Tug boat operators in dispute with ACP


Tug boat operators are a critical part of the operation of the Panama Canal.

The boats are used to guide the ships through the narrow Culebra Cut and into and out of the locks, keeping them properly aligned.

The 240 operators, however, are currently engaged in a dispute with the Panama Canal Authority (ACP) because they are seeking the creation of a trade union that will allow them to negotiate a collective agreement with the agency.

The situation is critical because tug boats will have an even greater role in operations once the new set of locks are opened. That's because, unlike the current locks which use locomotives to guide the ships through them, the new locks will rely on tugs to keep the boats positioned properly.

"We ensure safety in the Canal, and our role will be even more important with the new locks," said Francisco Crespo Mendez, secretary general of the tug boat operators organization UCOC.

The operators are concerned that they have not received the proper training to handle their new responsibilities.

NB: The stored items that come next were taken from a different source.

PR #327, opened 2019-07-09
All hooks all the time

wdoug:
### What does this PR do? 

Uses React hooks for just about everything


package.json
```diff
@@ -30,9 +30,10 @@
     "graphql": "^14.0.2",
     "graphql-tag": "^2.10.0",
     "marked": "^0.5.1",
-    "react": "^16.8.2",
+    "react": "^16.9.0-alpha.0",
```
wdoug, line 33: This is for avoiding a ton of warnings about needing to use `act` https://github.com/testing-library/react-testing-library/issues/281

wdoug:
The new version of react-apollo also just added hooks, but they don't seem to support suspend yet. See: https://github.com/apollographql/react-apollo/pull/2892

src/authenticated/LoggedInRoutes.tsx
```diff
@@ -16,52 +16,49 @@ import ProjectPage from './project/ProjectPage';
...
+            <Route exact path="/me" component={MyProfilePage} />
+            <Route exact path="/me/edit" component={MemberProfileEditPage} />
+            <Route exact path="/flowdock" component={FlowdockLanding} />
+            <Route exact path="/volunteers" component={UsersListPage} />
+            <Route exact path="/volunteers/:id" component={MemberProfilePage} />
+            <Route path="/projects/create" component={ProjectCreatePage} />
+            <Route path="/projects/:id/edit" component={ProjectEditPage} />
+            <Route path="/projects/:id" component={ProjectPage} />
+            <Route path="/projects" component={ProjectsListPage} />
+            {/* <Route path="/projects" component={GeneralProjectPage} /> */}
```
MikeLuDev: Commented code could be removed

src/authenticated/onboarding/OnboardingPage.tsx
```diff
@@ -25,56 +28,47 @@ function formatMemberForMutation(updatedUser: MemberProfileFragmentFragment) {
...
+  const updateMemberMutation = useMutation<UpdateUserMutation>(
+    UpdateUserDocument,
+    {
+      refetchQueries: ['editableUsersList']
+    }
+  );
+  const { data } = useCustomQuery<GetUserQuery>(GetUserDocument, {
+    variables: { id: authContext.authData.userId }
+  });
+  if (!data || !data.user) return null;
```
MikeLuDev, line 42: I see this pattern a lot in your code. It is probably always better to inform the user that there was no data found rather than returning `null`.

src/authenticated/onboarding/OnboardingPage.tsx
```diff
@@ -25,56 +28,47 @@ function formatMemberForMutation(updatedUser: MemberProfileFragmentFragment) {
...
-                    />
-                  </Form>
-                )}
-              />
-            );
-          }}
-        </GetUserComponent>
+    <Formik
+      initialValues={data.user}
+      onSubmit={async (updatedMember, actions) => {
```
MikeLuDev, line 47: I've seen this a few times too. It would be cleaner to handle the logic outside of `onSubmit` in a separate function, `handleSubmit` for instance. I consider this a non-blocker however.

src/authenticated/project/ProjectsListPage.tsx
```diff
@@ -2,20 +2,23 @@ import React from 'react';
...
   loading: boolean;
 }
 
-const ProjectsList: React.SFC<ProjectsListProps> = ({ projects, loading }) => {
-  if (loading) {
-    return <LoadingIndicator />;
-  }
+const ProjectsListPage: React.FC<ProjectsListProps> = () => {
+  const { data } = useCustomQuery<ProjectCardsQuery>(ProjectCardsDocument);
+  if (!data || !data.allProjects) return <LoadingIndicator />;
```
MikeLuDev: This doesn't follow the same pattern as the other cases of `useCustomQuery`. In the others you return `null`, but here a loading indicator is returned. As a user, this is more confusing than being given an empty screen because the loading indicator implies that the data is still coming.

src/authenticated/skill/SkillPage.tsx
```diff
@@ -9,16 +11,14 @@ type SkillPageProps = {
...
-    refetch(); // Refresh on page render so the data isn't stale
-    return { skill, loading };
-  }
-})(SkillDetails);
+const SkillPage: React.FC<SkillPageProps> = ({ match }) => {
+  const { data, refetch } = useCustomQuery<SkillPageQuery>(SkillPageDocument, {
+    variables: { id: match.params.id }
+  });
+  if (!data || !data.skill) return null;
+  refetch(); // Refresh on page render so the data isn't stale
```
MikeLuDev, line 19: :+1:

src/forms/EditableStatus.tsx
```diff
@@ -39,20 +39,20 @@ const EditableStatus: React.SFC<Props> = ({
...
   };
+  const selectValue = options.find(option => option.value === value);
   const selectProps = {
     'aria-label': 'status',
     className: 'EditableStatus',
     options: options,
-    value: options.find(option => option.value === value),
-    label: options.find(option => option.value === value),
+    value: selectValue,
+    label: selectValue,
```
MikeLuDev, line 48: :+1:

MikeLuDev (changes requested):
Some quick UX changes that should be addressed.

src/authenticated/onboarding/OnboardingPage.tsx
wdoug: This actually should never happen. This is just to appease the TypeScript type checker because I don't know enough advanced TypeScript to specify that the output at this point should never be undefined.

src/authenticated/project/ProjectsListPage.tsx
wdoug: Good catch.

src/authenticated/onboarding/OnboardingPage.tsx
wdoug: I think there might have been some typescript annoyance where the types for the function needed to be explicitly defined if pulled out of this inline context. Would be worth investigating again at some point

MikeLuDev (approved):

Issue #326, opened 2019-07-09
Filter projects based on status


wdoug:
- Add selection dropdown to filter projects based on status
- By default, do not show inactive projects

wdoug:
@anotherpatrickcollins how did we want to do the UX for this again?

PR #329, opened 2019-07-15
Graphql refactor

wdoug:
### What does this PR do?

The ACP, however, has countered that the crews have been trained on simulators, and there are plans to charter a container vessel to help them train for several months before the locks open in 2016.


Panamanian law allows the creation of trade unions within the Canal but prohibits strikes. UCOC leaders say that they will continue to struggle for the creation of an exclusive union because there are technical issues that affect them separately from other workers who have similar jobs.

This is not the first time they have sought union protections.

The tugboat operators previously belonged to another organization 10 years ago that applied for status as a trade union organization. That would have allowed them to discuss labor issues directly with the administration and not through other unions.

That attempt was rejected, which led to the creation of the UCOC, which was accepted by the Labor Relations Board.

The ACP, however, has maintained that only trade unions created before 1999 can be recognized by the agency. It has used prior decisions by the Supreme Court to justify that stance.

There are 12 existing unions that represent about 90 percent of the Canal's 9,900 workers.

*More than 90% of the 9,000 workers are members of one of 12 labor unions recognized by the Panama Canal Authority.